Communication au Groupe de travail d'experts de la Commission africaine des droits de l'homme et des peuples sur les populations/communautés autochtones concernant les violations des droits des peuples autochtones

Communication au Groupe de travail d'experts de la Commission africaine des droits de l'homme et des peuples sur les populations/communautés autochtones concernant les violations systématiques, omniprésentes et généralisées des droits des peuples autochtones en République démocratique du Congo, qui ont donné lieu à un risque de préjudice immédiat et irréparable. Soumise par :

Centre d’Accompagnement des Autochtones Pygmées et Minoritaires Vulnérables (CAMV) Association pour le Regroupement et l’Autopromotion des Pygmées (ARAP) Collectif pour les Peuples Autochtones au Kivu (CPAKI/RDC) Action pour la Promotion des Droits des Minorités Autochtones en Afrique Centrale (APDMAC) Solidarité pour les Initiatives des Peuples Autochtones (SIPA) Union pour l’Emancipation de la Femme Autochtones (UEFA) Forest Peoples Programme (FPP)
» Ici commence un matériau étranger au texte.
PR #2345, opened 2022-06-22
Allow uppercase, spaces and other special characters in schema names

### LINKED ISSUE #2341: Computed columns not working anymore when the SCHEMA name contains uppercase characters
### Environment

* PostgreSQL version: 12.10 (Debian 12.10-1.pgdg100+1)
* PostgREST version: both 8.0 and 9.0.1 are impacted (linux-static-x64)
* Operating system: Debian Buster (10.12)

### Description of issue

Trying to use a computed column: `/my_film?select=*,thumbnail` (where thumbnail(my_film) is a computed column)

When the SCHEMA name contains any uppercase characters, PostgREST will raise an error:

 `column my_film.thumbnail does not exist`

However if I rename the SCHEMA name in order to remove any uppercase characters, it then works normally.

Note this is a regression bug: I'm using PostgREST version 7 in production with a SCHEMA name "REST_API_v1_0" and it is working properly. Only when I try to upgrade to PostgREST 8 or 9 then the problem arises.

### Steps to reproduce

```sql
CREATE SCHEMA "REST_api_v2_0" AUTHORIZATION anonymous;

CREATE TABLE "REST_api_v2_0".film  (
    film_id integer NOT NULL,
    title character varying(255) NOT NULL
);

CREATE VIEW "REST_api_v2_0".my_film AS
    SELECT film.film_id AS id,
    film.title AS titre
   FROM "REST_api_v2_0".film
  WHERE film_id<100;

GRANT SELECT ON TABLE "REST_api_v2_0".film TO public;
GRANT SELECT ON TABLE "REST_api_v2_0".my_film TO public;

CREATE FUNCTION "REST_api_v2_0".thumbnail(c "REST_api_v2_0".my_film) RETURNS text AS $$
BEGIN
  RETURN 'REST_API_v2_0 bar';
END;
$$ LANGUAGE plpgsql IMMUTABLE    RETURNS NULL ON NULL INPUT   PARALLEL SAFE;

GRANT EXECUTE ON FUNCTION "REST_api_v2_0".thumbnail TO public;
```

=> Trying `/my_film?select=*,thumbnail` won't work (error "column does not exist").

Now execute the following SQL line:

```sql
ALTER SCHEMA "REST_api_v2_0" RENAME TO "rest_api_v2_0";
```

(And don't forget to update your `db-schema` param in the `postgrest.conf` file)

=> Now it works properly (no more error)

laurenceisla:
Closes #2341

- [x] Allow uppercase/spaces/special characters in schema names
- [x] Add spec tests
- [x] Add unit tests

### DIFF
--- a/src/PostgREST/Middleware.hs
+++ b/src/PostgREST/Middleware.hs
@@ -14,7 +14,6 @@ import qualified Data.Aeson.Key                    as K
 import qualified Data.Aeson.KeyMap                 as KM
 import qualified Data.ByteString.Lazy.Char8        as LBS
 import qualified Data.HashMap.Strict               as HM
-import qualified Data.Text                         as T
 import qualified Data.Text.Encoding                as T
 import qualified Hasql.Decoders                    as HD
 import qualified Hasql.DynamicStatements.Snippet   as SQL hiding (sql)
@@ -32,7 +31,7 @@ import PostgREST.Config.PgVersion   (PgVersion (..), pgVersion140)
 import PostgREST.Error              (Error, errorResponseFor)
 import PostgREST.GucHeader          (addHeadersIfNotIncluded)
 import PostgREST.Query.SqlFragment  (fromQi, intercalateSnippet,
-                                     unknownEncoder)
+                                     pgFmtIdentList, unknownEncoder)
 import PostgREST.Request.ApiRequest (ApiRequest (..), Target (..))
 
 import PostgREST.Request.Preferences
@@ -64,8 +63,8 @@ runPgLocals conf claims role app req jsonDbS actualPgVersion = do
     roleSql = [setConfigLocal mempty ("role", toUtf8 role)]
     appSettingsSql = setConfigLocal mempty <$> (join bimap toUtf8 <$> configAppSettings conf)
     searchPathSql =
-      let schemas = "\"" <> T.intercalate "\", \"" (iSchema req : configDbExtraSearchPath conf) <> "\"" in
-      setConfigLocal mempty ("search_path", toUtf8 schemas)
+      let schemas = pgFmtIdentList (iSchema req : configDbExtraSearchPath conf) in
+      setConfigLocal mempty ("search_path", schemas)
     preReqSql = (\f -> "select " <> fromQi f <> "();") <$> configDbPreRequest conf
     specSql = case iTarget req of
       TargetProc{tpIsRootSpec=True} -> [setConfigLocal mempty ("request.spec", jsonDbS)]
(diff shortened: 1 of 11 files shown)


src/PostgREST/Middleware.hs
```diff
@@ -64,7 +64,7 @@ runPgLocals conf claims role app req jsonDbS actualPgVersion = do
     roleSql = [setConfigLocal mempty ("role", toUtf8 role)]
     appSettingsSql = setConfigLocal mempty <$> (join bimap toUtf8 <$> configAppSettings conf)
     searchPathSql =
-      let schemas = T.intercalate ", " (iSchema req : configDbExtraSearchPath conf) in
+      let schemas = "\"" <> T.intercalate "\", \"" (iSchema req : configDbExtraSearchPath conf) <> "\"" in
```
steve-chavez, line 67: This a great fix @laurenceisla, really nice tests!

WDYT about having a separate function for this logic, it would be similar to `pgFmtIdent`

https://github.com/PostgREST/postgrest/blob/d87b622d64d993a240be9a28b7e6f515a489c161/src/PostgREST/Query/SqlFragment.hs#L152-L153

laurenceisla: > WDYT about having a separate function for this logic, it would be similar to pgFmtIdent

Thanks to this I noticed that double quotes `"` still weren't being accepted. I used the `pgFmtIdent` function to build the list now.

test/spec/Feature/Query/MultipleSchemaSpec.hs
```diff
@@ -111,7 +122,7 @@ spec =
         request methodPost "/children" [("Content-Profile", "unknown")]
           [json|{"name": "child 4", "parent_id": 4}|]
           `shouldRespondWith`
-          [json|{"message":"The schema must be one of the following: v1, v2","code":"PGRST106","details":null,"hint":null}|]
+          [json|{"message":"The schema must be one of the following: v1, v2, SPECIAL \"@/\\#~_-","code":"PGRST106","details":null,"hint":null}|]
```
steve-chavez, line 125: Oh, how would it look here if the `SPECIAL \"@/\\#~_-` schema had a comma(`,`)?

laurenceisla: I added the comma to the tests and worked without issues. But I think the problem is that the configuration file does not accept the comma in the value, because it uses it as a splitter character: https://github.com/PostgREST/postgrest/blob/870f7a39b077269faebdc32006e7c41acff79b4a/src/PostgREST/Config.hs#L375-L377
Or am I missing a way to send commas as part of the schema name?

steve-chavez (approved):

  1. Cette communication adressée au Groupe de travail de la Commission africaine sur les populations/communautés autochtones met en exergue les violations systématiques, persistantes et généralisées des droits des peuples autochtones en République démocratique du Congo. Le rapport d’ONG ci-joint et ses annexes fournissent des informations détaillées à l'appui de cette communication.
  2. La République démocratique du Congo (« RDC ») a ratifié la Charte africaine des Droits de l’homme(sic)[1] et des peuples (la « Charte ») le 20 juillet 1987. Elle a donc l’obligation de respecter et de garantir sans délai les droits qui y sont énoncés. Elle a dérogé à cette obligation en ce qui concerne les peuples autochtones Twa, qui continuent de subir chaque jour une discrimination raciale généralisée, massive et institutionnalisée en violation de leurs droits au titre des articles 2 et 3 de la Charte.
  3. En violation des articles 14, 20, 21, 22 et 24 de la Charte, les droits des peuples autochtones à leurs terres et ressources ne sont ni reconnus, ni respectés en RDC.  Ces droits ou d’autres droits ne sont pas énumérés dans la législation nationale ni garantis par celle-ci, il n’existe aucune voie de recours interne en cas de violations, et les garanties légales généralement applicables n’offrent pas une protection adéquate et efficace aux peuples autochtones.[2] Le code forestier de 2002, récemment mis en application, les lois régissant sa mise en œuvre, ainsi que le grand nombre de concessions forestières qui ont été octroyées conformément à celles-ci, et dont plusieurs causent ou risquent de causer des torts irréparables aux peuples autochtones, illustrent parfaitement ce mépris des droits des peuples autochtones. La législation viole également les articles 13 et 22 de la Charte en privant les peuples autochtones de leur droit à un libre consentement préalable et éclairé, à une participation politique et au développement.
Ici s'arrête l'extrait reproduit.